» **Material provided**:

PR #6207, opened 2024-08-10
Add leaderboard insights to db && add insights API

tervay:
Upgrading the old insights felt like too brittle of a task, so I felt the best option was to create a couple of new insights that are guaranteed to be typed correctly. I chose `n=25` arbitrarily, this can be adjusted.

Screenshot with a limited number of local events:

image

### DIFF
--- a/src/backend/api/handlers/insights.py
+++ b/src/backend/api/handlers/insights.py
@@ -1,0 +1,30 @@
+from flask import Response
+
+from backend.api.handlers.decorators import api_authenticated
+from backend.api.handlers.helpers.profiled_jsonify import profiled_jsonify
+from backend.api.handlers.helpers.track_call import track_call_after_response
+from backend.common.consts.api_version import ApiMajorVersion
+from backend.common.decorators import cached_public
+from backend.common.models.insight import Insight
+from backend.common.queries.insight_query import InsightsByNameAndYearQuery
+
+
+@api_authenticated
+@cached_public
+def insights_leaderboards_year(year: int) -> Response:
+    track_call_after_response("insights/leaderboards", str(year))
+    futures = []
+    for insight_type in Insight.TYPED_LEADERBOARD_MATCH_INSIGHTS.union(
+        Insight.TYPED_LEADERBOARD_AWARD_INSIGHTS
+    ):
+        futures.append(
+            InsightsByNameAndYearQuery(
+                insight_name=Insight.INSIGHT_NAMES[insight_type], year=year
+            ).fetch_dict_async(ApiMajorVersion.API_V3)
+        )
+
+    insights = []
+    for future in futures:
+        insights.extend(future.get_result())
+
+    return profiled_jsonify(insights)
--- a/src/backend/common/helpers/insights_helper.py
+++ b/src/backend/common/helpers/insights_helper.py
@@ -1,8 +1,9 @@
 import itertools
 import json
 import math
+import statistics
 from collections import defaultdict
-from typing import Any, Dict, List, NamedTuple, Tuple
+from typing import Any, DefaultDict, Dict, List, NamedTuple, Tuple, TypedDict
 
 import numpy as np
 from google.appengine.ext import ndb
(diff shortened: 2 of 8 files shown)


src/backend/web/static/swagger/api_v3.json
ZachOrr, line 1: Noting here: Make sure we're updating the versions + changelog for these changes

src/backend/common/helpers/insights_helper.py
```diff
@@ -226,6 +235,58 @@ def _createInsight(self, data: Any, name: str, year: Year) -> Insight:
             data_json=json.dumps(data),
         )
 
+    @classmethod
+    def _create_leaderboard_from_dict_counts(
+        cls, dict: Dict[TeamKey, int], insight_type: int, year: int
+    ) -> Insight:
+        sorted_leaderboard_tuples = cls._sortTeamWinsDict(dict)
+        leaderboard_data = [
```
fangeugene, line 243: Can we type this (e.g. `leaderboard_data: LeaderboardData = []`) just to make sure we have a Python type for this and don't accidentally break this in the future?

src/backend/common/helpers/insights_helper.py
```diff
@@ -1088,4 +1151,48 @@ def doOverallAwardInsights(self) -> List[Insight]:
...
+                        data[team] += leaderboard_ranking["value"]
+
+            overall_insights.append(
+                cls._create_leaderboard_from_dict_counts(data, insight_type, year=0)
+            )
+
+        return overall_insights
+
+    @classmethod
+    def do_overall_leaderboard_match_insights(cls) -> List[Insight]:
```
fangeugene, line 1180: Can these two methods be combined taking in a list of insight names as an argument?

src/backend/api/handlers/insights.py
```diff
@@ -0,0 +1,54 @@
...
+from backend.common.models.insight import Insight
+from backend.common.queries.insight_query import (
+    InsightsByNameAndYearQuery,
+    InsightsByNameQuery,
+)
+
+
+@api_authenticated
+@cached_public
+def insights_leaderboards_all() -> Response:
```
fangeugene, line 17: Is the intent here to query ALL insights, or just the overall aggregate ones (`year == 0`)?

fangeugene (changes requested):
lg overall, a few minor questions/tweaks

src/backend/api/handlers/insights.py
tervay: The intent was all, but maybe that's too much data in the future?

fangeugene: What's the intended use case? Right now the individual year insights pages would presumably use `insights_leaderboards_year`, and the overall one would just use the aggregate. When do we need to fetch all of them?

tervay: I dunno. Good point.

src/backend/common/queries/insight_query.py
```diff
@@ -0,0 +1,42 @@
...
+from backend.common.models.keys import Year
+from backend.common.queries.database_query import CachedDatabaseQuery
+from backend.common.queries.dict_converters.insight_converter import (
+    InsightConverter,
+    InsightDict,
+)
+from backend.common.tasklets import typed_tasklet
+
+
+class InsightsByNameQuery(CachedDatabaseQuery[List[Insight], List[InsightDict]]):
```
fangeugene, line 13: Is this query used anywhere?

fangeugene (commented):
This is really sweet, I'm excited about this! Last question before merging.

src/backend/common/queries/insight_query.py
tervay: This is currently not used but I had it in there for maybe future use if we wanted to add endpoints for specific insights. But not super sure that's actually important right now. I'll remove and we can always put back in later.

fangeugene (approved):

» **Task objective**: Answer with a single number: the count of lines above that contain the string "ApiMajorVersion".

» **Reply**: 2